(What to work on):
In the entries below, how many lines contain the string "outcome"? Give the number by itself.
** Opening Raw data block **
PR #629, opened 2020-04-21
add condition fo check if target bed supplied

patrikgrenfeldt:
This PR fixes the orblem supplying target bed at command line when starting balsamic

**How to prepare for test**:
- [x] install on stage:
`bash servers/resources/hasta.scilifelab.se/update-cg-stage.sh [THIS-BRANCH-NAME]`

**How to test**:
- [x] login to hasta
- [x] cg --log-level=DEBUG workflow balsamic config-case --target-bed /home/proj/production/cancer/reference/panel/gmcksolid_4.1_hg19_design.bed usablecod -d

**Expected test outcome**:
- [x] check that the bed is the supplied one and not fetched from LIMS

**Review:**
- [x] code approved by @patrikgrenfeldt 

### DIFF
--- a/cg/cli/workflow/balsamic/base.py
+++ b/cg/cli/workflow/balsamic/base.py
@@ -13,7 +13,7 @@ from cg.apps.balsamic.fastq import FastqHandler
 from cg.cli.workflow.balsamic.store import store as store_cmd
 from cg.cli.workflow.balsamic.deliver import deliver as deliver_cmd, CASE_TAGS, SAMPLE_TAGS
 from cg.cli.workflow.get_links import get_links
-from cg.exc import LimsDataError, BalsamicStartError, CgError
+from cg.exc import LimsDataError, BalsamicStartError
 from cg.meta.deliver import DeliverAPI
 from cg.meta.workflow.base import get_target_bed_from_lims
 from cg.meta.workflow.balsamic import AnalysisAPI
--- a/cg/cli/workflow/balsamic/base.py
+++ b/cg/cli/workflow/balsamic/base.py
@@ -13,7 +13,7 @@ from cg.apps.balsamic.fastq import FastqHandler
 from cg.cli.workflow.balsamic.store import store as store_cmd
 from cg.cli.workflow.balsamic.deliver import deliver as deliver_cmd, CASE_TAGS, SAMPLE_TAGS
 from cg.cli.workflow.get_links import get_links
-from cg.exc import LimsDataError, BalsamicStartError
+from cg.exc import LimsDataError, BalsamicStartError, CgError
 from cg.meta.deliver import DeliverAPI
 from cg.meta.workflow.base import get_target_bed_from_lims
 from cg.meta.workflow.balsamic import AnalysisAPI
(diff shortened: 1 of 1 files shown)


patrikgrenfeldt:
Test result:
image

👍

hassanfa:
> Test result:
> image

I think the test is not correct. Balsamic command is wrong. There should be a fastq file after `--tumor`

patrikgrenfeldt:
@keyvanelhami  deployed on hasta:
image

patrikgrenfeldt:
> I think the test is not correct. Balsamic command is wrong. There should be a fastq file after `--tumor`

Oh no, yet another bug!

patrikgrenfeldt:
> > I think the test is not correct. Balsamic command is wrong. There should be a fastq file after `--tumor`
> 
> Oh no, yet another bug!

@hassanfa Would it be ok if I left it for you to fix it in cg?

hassanfa:
Code seems ok, I wonder why was this merged although the test result was in fact _not_ ok...

henrikstranneheim:
@hassanfa It would be great if you can try to find some time to help out with this. Obviously, you know how to run Balsamic depending on input condition so I think it is vital that you are part of this process.

hassanfa:
Maybe Patrick and I can have a look into this? I am not sure if I can even pull it off, the complexity of this code is increased beyond my skills...

Reason: This supposedly new bug (I don't know if even if it is a bug, could be visual or miscaptured screenshot) is introducd during past couple of patches to cg. We have a quite strict PR review process.

- So if this is a bug, burden is on the developer who introduced it.

- If it is not a bug, but screenshot issue, why was his merged with wrong tests performed?

patrikgrenfeldt:
> Code seems ok, I wonder why was this merged although the test result was in fact _not_ ok...

When I said that the test was OK it meant that the test result was OK compared to what was stated as **Expected test outcome** in the PR description. Since this patch was crucial for KE yesterday I wanted to merge even though you spotted another bug. It seems to me that this bug is not caused by the code in this patch.

keyvanelhami:
@henrikstranneheim @patrikgrenfeldt @hassanfa 
I have production samples that needs to be started so this issue should be prioritized.

hassanfa:
@keyvanelhami What type of error do you reiceve? I have a suspicion the error you are getting is not because of `cg`. If the error you are getting is related to the recent development project testing for hamilton, etc, and you get this: `raise BalsamicStartError("Must have exactly one tumor sample! Found %s samples." % nr_paths)` It is because the case you have includes multiple samples that are marked as tumor.

Double check the case you've created...

hassanfa:
I talked to keyvan about this, and the error he gets is because he supplied multiple tumor samples in a case. Although balsamic supports multiple tumor samples, it is not supported in cg. I tested it and received same error, it is also obvious in the code. The error I am referring to is: `raise BalsamicStartError("Must have exactly one tumor sample! Found %s samples." % nr_paths)` 

It seems the "bug" that he received might just be a user error after all...

@keyvanelhami As I explained, if you want to run a case with multiple tumor samples then just use balsamic CLI instead.

It could be that the error Keyvan received is partially because of a mixed case and/or bad check on target bed file.

There is no need to support this in cg. As I see it, not every feature in a workflow should be implemented in cg. E.g. the possibility to run multiple tumor samples is a biproduct of one of the early developments that I didn't remove from balsamic. And now it is occasionally used for some research cases. But if we see rise of use in it, we should implement it in cg.

Finally, I appreciate if/when both parties (@keyvanelhamk and Patrik) kept in the me in the loop as well when these errors arise. At the very least I can comment one why this is happening on BALSAMIC side.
** Closing Raw data block **
(Task answer):
2